# Why can't I re-use canning lids?



## unregistered29228 (Jan 9, 2008)

I remember my mother re-using the lids from jam, etc., when she was canning foods. I know I used some of them when I was canning tomatoes and pickling jalapenos years ago. 

If the lid reseals and "pings' then is there a reason we can't re-use the many jars and lids we get from the grocery? 

P.S. I got the pump-n-seal today but haven't tried it. I've got so many jars I've saved from store bought food, I'm looking forward to trying it.


----------



## sgl42 (Jan 20, 2004)

I presume you're talking about reusing lids for canning, not for vac sealing. Reusing lids presumably increases the chances of a seal failure, either during the canning, or while sitting on your shelf for extended periods. Throwing out extra food due to spoilage and questionable sealing would be your first expense. And a single instance of getting sick would wipe out a whole lot of "savings" from reusing lids.

Also, my understanding is that the glass jars from the store are often lighter-weight than mason jars, which means higher risk of breakage.

Some people save their canning lids to reuse for vac sealing, as the cost of a vac-seal failure is far lower than the cost of a canning lid failure. (I reuse lids for this purpose myself.) Other's also save lids to *potentially* reuse, should a SHTF situation make new canning lids unavailable, or cost prohibative.
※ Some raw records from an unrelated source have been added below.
PR #66, opened 2017-04-03
Update spec.txt to jgm/CommonMark tagged 0.27

ScottAbbey:
I noticed there are 622 Examples on the [CommonMark 0.27 website](http://spec.commonmark.org/0.27) but only 621 in the test results for pulldown-cmark.

The spec.txt in this repo is not quite the same as the one published at the CommonMark site and jgm/CommonMark's 0.27 tag.  It's labeled 0.27 at the top, but one part has some changes.

There is one test case missing related to parentheses, and some parentheses rules have changed.

Is this just inadvertent error or something intentional?  Submitting this with a PR so you can see the changes easily.

### DIFF
--- a/tests/spec.rs
+++ b/tests/spec.rs
@@ -11437,7 +11437,49 @@ bar>)</p>
 
     #[test]
     fn spec_test_465() {
+        let original = r##"[link]((foo)and(bar))
+"##;
+        let expected = r##"<p><a href="(foo)and(bar)">link</a></p>
+"##;
+
+        use pulldown_cmark::{Parser, html, Options, OPTION_ENABLE_TABLES, OPTION_ENABLE_FOOTNOTES};
+
+        let mut s = String::new();
+
+        let mut opts = Options::empty();
+        opts.insert(OPTION_ENABLE_TABLES);
+        opts.insert(OPTION_ENABLE_FOOTNOTES);
+
+        let p = Parser::new_ext(&original, opts);
+        html::push_html(&mut s, p);
+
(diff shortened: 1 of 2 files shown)


raphlinus:
Almost certainly the spec changed since I imported it.

I'm happy to accept PR's to keep the spec sync'ed with upstream, but shouldn't the PR cover both the spec change and the autogen'ed file?

ScottAbbey:
I had just realized that. Updated.

raphlinus:
Thanks!

ScottAbbey:
@raphlinus Hmm, now I see I may have been overeager here. Apologies for my error.

It looks like this version is actually older than the one you had before, rather than newer.  This is the tagged 0.27 release, while the version I just overwrote was 0.27+some changes.

Should we be following jgm/CommonMark:master, or the latest tagged release?

Also, I see I should have updated the `Version:` tag on third_party/CommonMark/README.google to match the 0.27 tag's ID.

If you prefer to follow master, I will re-send this with current master's spec.txt. If you prefer to stick to tagged releases, I will send a new patch with the tagged commit's ID in the README.google file.

The latest version published and displayed on commonmark.org is the tagged 0.27 version (merged with this PR).

raphlinus:
I think as a general policy we should be following tagged releases.

I don't think it's necessary to keep the README.google up to date, the explicitly tagged version is primarily for licensing (ie, if the license doesn't change, I don't think it needs to update).

Thanks for looking into this!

They may also make a few test-batches of reused lids to test the process, and see how many failures they get. But I don't know anyone whom I trust who's reported reusing lids on a regular basis, due to the increased risks.

I'm not an expert, that's just what I've picked up from all the expert advice on this forum over the last year or two. 

--sgl


----------



## Karen (Apr 17, 2002)

We use to be able to re-use them back when they made lids of good quality with sufficient rubber on them. 

Problem is that, there are no lids today made with rubber. Today's lids have a _VERY thin_ strip of an acrylic sealing compound and barely hang on for one sealing. You'll notice that when you take a lid off, you can see an "indent". That indent goes almost all the way through and there is not enough left for a good seal. Plus, the sealing strips won't "reform" to new jars.


----------



## unregistered29228 (Jan 9, 2008)

Thanks SGL and Karen....I don't want to take a chance with losing food or making my family sick, but it seems a waste to not be able to use them again.

I wonder that nobody has come up with a type of glue or thick sealing material to use in the lids of commercial jars for canning.


----------



## Guest (Jul 4, 2008)

Mom_of_Four said:


> I wonder that nobody has come up with a type of glue or thick sealing material to use in the lids of commercial jars for canning.


I'm sure that someone once posted here at HT about some kind of rubber sealant you can buy in a little can that you can use for renewing your canning lids.

I've never been able to find that post again.


----------



## insocal (May 15, 2005)

In the past I have successfully reused lids for BOILING WATER BATH canning only. The strip of sealant seems to deform less than with pressure canning, and so can hold up to a second or even third use. If the seal fails, you will know it right away as the jars cool down. I never had one fail down the road (well, one seal did fail after 8 years on the shelf, but what do you expect, lol).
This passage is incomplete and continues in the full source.